● Directions: Could you restate the whole listing word for word?

╔══

PR #293, opened 2023-09-07
[MI-3487] Fixed the issue of checking file size before downloading it from Teams

manojmalik20:
#### Summary
Fixed the issue of checking file size before downloading it from Teams

### DIFF
--- a/server/handlers/attachments.go
+++ b/server/handlers/attachments.go
@@ -55,7 +55,8 @@ func (ah *ActivityHandler) handleDownloadFile(weburl string, client msteams.Clie
 		return client.GetHostedFileContent(activityIDs)
 	}
 
-	data, err := client.GetFileContent(weburl)
+	fileSizeAllowed := *ah.plugin.GetAPI().GetConfig().FileSettings.MaxFileSize
+	data, err := client.GetFileContent(weburl, fileSizeAllowed)
 	if err != nil {
 		return nil, err
 	}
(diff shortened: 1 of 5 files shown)


server/handlers/attachments.go
```diff
@@ -55,7 +55,8 @@ func (ah *ActivityHandler) handleDownloadFile(weburl string, client msteams.Clie
 		return client.GetHostedFileContent(activityIDs)
 	}
 
-	data, err := client.GetFileContent(weburl)
+	fileSizeAllowed := *ah.plugin.GetAPI().GetConfig().FileSettings.MaxFileSize
```
ayusht2810, line 58: are we sure this value will never be nil?

server/msteams/client.go
```diff
@@ -1218,6 +1218,11 @@ func (tc *ClientImpl) GetFileContent(weburl string) ([]byte, error) {
 		return nil, errors.New("downloadUrl not found")
 	}
 
+	fileSize := item.GetSize()
+	if fileSize != nil && *fileSize > fileSizeAllowed {
+		return nil, fmt.Errorf("skipping file download from MS Graph because file size is greater than allowed size")
```
ayusht2810, line 1223:
```suggestion
		return nil, fmt.Errorf("skipping file download from MS Teams because the file size is greater than allowed size")
```

ayusht2810 (approved):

╚══

● Your solution:
PR #293, opened 2023-09-07
[MI-3487] Fixed the issue of checking file size before downloading it from Teams

manojmalik20:
#### Summary
Fixed the issue of checking file size before downloading it from Teams

### DIFF
--- a/server/handlers/attachments.go
+++ b/server/handlers/attachments.go
@@ -55,7 +55,8 @@ func (ah *ActivityHandler) handleDownloadFile(weburl string, client msteams.Clie
 		return client.GetHostedFileContent(activityIDs)
 	}
 
-	data, err := client.GetFileContent(weburl)
+	fileSizeAllowed := *ah.plugin.GetAPI().GetConfig().FileSettings.MaxFileSize
+	data, err := client.GetFileContent(weburl, fileSizeAllowed)
 	if err != nil {
 		return nil, err
 	}
(diff shortened: 1 of 5 files shown)


server/handlers/attachments.go
```diff
@@ -55,7 +55,8 @@ func (ah *ActivityHandler) handleDownloadFile(weburl string, client msteams.Clie
 		return client.GetHostedFileContent(activityIDs)
 	}
 
-	data, err := client.GetFileContent(weburl)
+	fileSizeAllowed := *ah.plugin.GetAPI().GetConfig().FileSettings.MaxFileSize
```
ayusht2810, line 58: are we sure this value will never be nil?

server/msteams/client.go
```diff
@@ -1218,6 +1218,11 @@ func (tc *ClientImpl) GetFileContent(weburl string) ([]byte, error) {
 		return nil, errors.New("downloadUrl not found")
 	}
 
+	fileSize := item.GetSize()
+	if fileSize != nil && *fileSize > fileSizeAllowed {
+		return nil, fmt.Errorf("skipping file download from MS Graph because file size is greater than allowed size")
```
ayusht2810, line 1223:
```suggestion
		return nil, fmt.Errorf("skipping file download from MS Teams because the file size is greater than allowed size")
```

ayusht2810 (approved):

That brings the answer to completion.